-- Records provided --

- - - -

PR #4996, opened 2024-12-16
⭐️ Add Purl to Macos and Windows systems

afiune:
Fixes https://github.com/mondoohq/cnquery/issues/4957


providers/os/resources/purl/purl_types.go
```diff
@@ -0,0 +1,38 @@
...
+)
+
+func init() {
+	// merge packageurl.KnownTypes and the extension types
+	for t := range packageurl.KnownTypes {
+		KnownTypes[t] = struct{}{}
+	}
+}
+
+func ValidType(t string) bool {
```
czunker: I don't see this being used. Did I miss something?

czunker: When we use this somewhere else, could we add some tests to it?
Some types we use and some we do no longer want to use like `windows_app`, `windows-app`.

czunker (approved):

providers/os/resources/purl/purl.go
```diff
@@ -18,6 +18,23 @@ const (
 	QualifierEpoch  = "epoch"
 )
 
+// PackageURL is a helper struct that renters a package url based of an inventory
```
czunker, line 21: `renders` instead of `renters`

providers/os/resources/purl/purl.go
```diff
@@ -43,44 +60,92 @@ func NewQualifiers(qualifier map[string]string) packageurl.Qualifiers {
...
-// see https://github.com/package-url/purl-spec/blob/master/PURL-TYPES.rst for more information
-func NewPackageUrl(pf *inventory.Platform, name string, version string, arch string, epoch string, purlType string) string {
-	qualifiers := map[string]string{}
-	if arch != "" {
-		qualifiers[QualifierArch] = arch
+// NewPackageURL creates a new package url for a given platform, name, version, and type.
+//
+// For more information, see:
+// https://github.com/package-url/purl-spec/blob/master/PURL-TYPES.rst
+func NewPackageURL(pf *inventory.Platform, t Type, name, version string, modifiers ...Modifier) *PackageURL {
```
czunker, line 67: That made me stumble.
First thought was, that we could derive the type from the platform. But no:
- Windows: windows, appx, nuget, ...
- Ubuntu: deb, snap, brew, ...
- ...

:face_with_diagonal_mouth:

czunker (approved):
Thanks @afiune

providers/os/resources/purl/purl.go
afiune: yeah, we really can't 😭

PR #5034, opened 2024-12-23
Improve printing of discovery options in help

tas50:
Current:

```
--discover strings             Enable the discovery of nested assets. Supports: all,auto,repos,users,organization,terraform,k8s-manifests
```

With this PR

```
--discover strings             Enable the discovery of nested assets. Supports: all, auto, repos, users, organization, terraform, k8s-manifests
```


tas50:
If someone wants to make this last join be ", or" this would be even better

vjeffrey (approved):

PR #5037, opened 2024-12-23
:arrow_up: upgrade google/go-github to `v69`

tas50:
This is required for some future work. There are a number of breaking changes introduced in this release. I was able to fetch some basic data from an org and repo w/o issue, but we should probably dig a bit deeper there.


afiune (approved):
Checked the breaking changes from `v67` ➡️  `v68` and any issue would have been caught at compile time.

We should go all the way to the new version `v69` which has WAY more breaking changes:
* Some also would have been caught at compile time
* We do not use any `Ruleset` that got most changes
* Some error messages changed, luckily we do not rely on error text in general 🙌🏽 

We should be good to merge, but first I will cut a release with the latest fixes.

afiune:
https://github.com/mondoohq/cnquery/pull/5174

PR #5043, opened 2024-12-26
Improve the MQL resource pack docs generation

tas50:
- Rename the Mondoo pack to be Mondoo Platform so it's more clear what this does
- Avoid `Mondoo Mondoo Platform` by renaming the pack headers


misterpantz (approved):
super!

- - - -

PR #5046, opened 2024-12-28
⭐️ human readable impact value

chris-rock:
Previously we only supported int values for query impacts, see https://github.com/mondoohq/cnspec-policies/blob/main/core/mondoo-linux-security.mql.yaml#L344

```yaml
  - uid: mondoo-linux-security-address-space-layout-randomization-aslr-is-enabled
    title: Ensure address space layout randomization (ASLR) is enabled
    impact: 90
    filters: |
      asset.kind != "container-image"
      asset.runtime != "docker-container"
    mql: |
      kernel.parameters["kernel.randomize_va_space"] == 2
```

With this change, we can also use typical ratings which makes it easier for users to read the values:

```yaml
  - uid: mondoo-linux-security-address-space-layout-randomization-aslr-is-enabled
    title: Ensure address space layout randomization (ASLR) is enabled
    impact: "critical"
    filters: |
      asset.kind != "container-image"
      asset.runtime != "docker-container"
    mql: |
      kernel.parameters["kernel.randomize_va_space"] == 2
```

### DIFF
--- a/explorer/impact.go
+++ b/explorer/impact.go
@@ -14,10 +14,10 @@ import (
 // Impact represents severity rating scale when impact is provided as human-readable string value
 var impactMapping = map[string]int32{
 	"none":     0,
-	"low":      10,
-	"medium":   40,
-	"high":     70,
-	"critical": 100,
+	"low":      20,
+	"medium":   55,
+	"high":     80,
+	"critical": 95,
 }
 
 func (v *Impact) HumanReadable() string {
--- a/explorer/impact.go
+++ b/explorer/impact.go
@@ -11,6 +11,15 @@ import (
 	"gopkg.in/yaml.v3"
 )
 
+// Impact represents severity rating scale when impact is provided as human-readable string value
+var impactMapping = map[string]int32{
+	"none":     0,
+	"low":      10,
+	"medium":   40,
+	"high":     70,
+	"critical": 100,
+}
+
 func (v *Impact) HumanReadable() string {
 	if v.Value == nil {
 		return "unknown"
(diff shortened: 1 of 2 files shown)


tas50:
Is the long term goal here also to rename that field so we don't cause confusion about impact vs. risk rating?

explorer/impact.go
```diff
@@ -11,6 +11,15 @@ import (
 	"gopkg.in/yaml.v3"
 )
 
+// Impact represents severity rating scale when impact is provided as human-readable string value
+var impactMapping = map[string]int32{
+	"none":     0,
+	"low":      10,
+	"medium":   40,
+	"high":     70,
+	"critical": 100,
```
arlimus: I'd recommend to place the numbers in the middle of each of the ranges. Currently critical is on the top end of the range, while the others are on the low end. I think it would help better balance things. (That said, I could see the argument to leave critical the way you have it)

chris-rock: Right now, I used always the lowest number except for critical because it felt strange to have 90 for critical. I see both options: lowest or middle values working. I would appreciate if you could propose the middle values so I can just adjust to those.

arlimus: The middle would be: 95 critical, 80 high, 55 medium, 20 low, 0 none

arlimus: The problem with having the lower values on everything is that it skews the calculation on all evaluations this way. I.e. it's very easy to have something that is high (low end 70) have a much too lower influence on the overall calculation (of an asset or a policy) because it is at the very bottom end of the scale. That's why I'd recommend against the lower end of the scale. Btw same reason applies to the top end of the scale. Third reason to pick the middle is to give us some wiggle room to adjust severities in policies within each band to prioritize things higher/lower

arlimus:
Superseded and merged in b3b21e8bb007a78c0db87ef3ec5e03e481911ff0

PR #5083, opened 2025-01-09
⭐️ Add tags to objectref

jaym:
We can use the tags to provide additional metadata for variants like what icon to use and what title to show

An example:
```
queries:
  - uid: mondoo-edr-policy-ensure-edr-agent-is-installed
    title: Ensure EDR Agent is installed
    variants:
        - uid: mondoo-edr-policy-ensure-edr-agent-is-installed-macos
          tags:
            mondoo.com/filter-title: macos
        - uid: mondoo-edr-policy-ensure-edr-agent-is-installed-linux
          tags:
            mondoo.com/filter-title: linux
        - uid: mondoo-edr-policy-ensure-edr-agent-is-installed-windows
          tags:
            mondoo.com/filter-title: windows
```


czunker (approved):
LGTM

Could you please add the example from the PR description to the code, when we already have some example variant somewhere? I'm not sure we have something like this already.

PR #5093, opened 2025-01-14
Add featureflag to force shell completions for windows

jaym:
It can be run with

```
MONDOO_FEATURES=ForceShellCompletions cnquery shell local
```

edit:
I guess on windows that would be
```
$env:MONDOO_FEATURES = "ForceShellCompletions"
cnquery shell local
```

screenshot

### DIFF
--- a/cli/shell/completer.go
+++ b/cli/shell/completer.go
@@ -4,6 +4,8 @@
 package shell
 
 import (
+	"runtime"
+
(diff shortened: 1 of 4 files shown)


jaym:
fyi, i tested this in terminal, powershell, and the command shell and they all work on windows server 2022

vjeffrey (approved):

- - - -

The range runs from the line above containing "Is the long" to the line containing "arlimus: The middle", inclusive. Restate those lines word for word and no others.

Is the long term goal here also to rename that field so we don't cause confusion about impact vs. risk rating?

explorer/impact.go
```diff
@@ -11,6 +11,15 @@ import (
 	"gopkg.in/yaml.v3"
 )
 
+// Impact represents severity rating scale when impact is provided as human-readable string value
+var impactMapping = map[string]int32{
+	"none":     0,
+	"low":      10,
+	"medium":   40,
+	"high":     70,
+	"critical": 100,
```
arlimus: I'd recommend to place the numbers in the middle of each of the ranges. Currently critical is on the top end of the range, while the others are on the low end. I think it would help better balance things. (That said, I could see the argument to leave critical the way you have it)

chris-rock: Right now, I used always the lowest number except for critical because it felt strange to have 90 for critical. I see both options: lowest or middle values working. I would appreciate if you could propose the middle values so I can just adjust to those.

arlimus: The middle would be: 95 critical, 80 high, 55 medium, 20 low, 0 none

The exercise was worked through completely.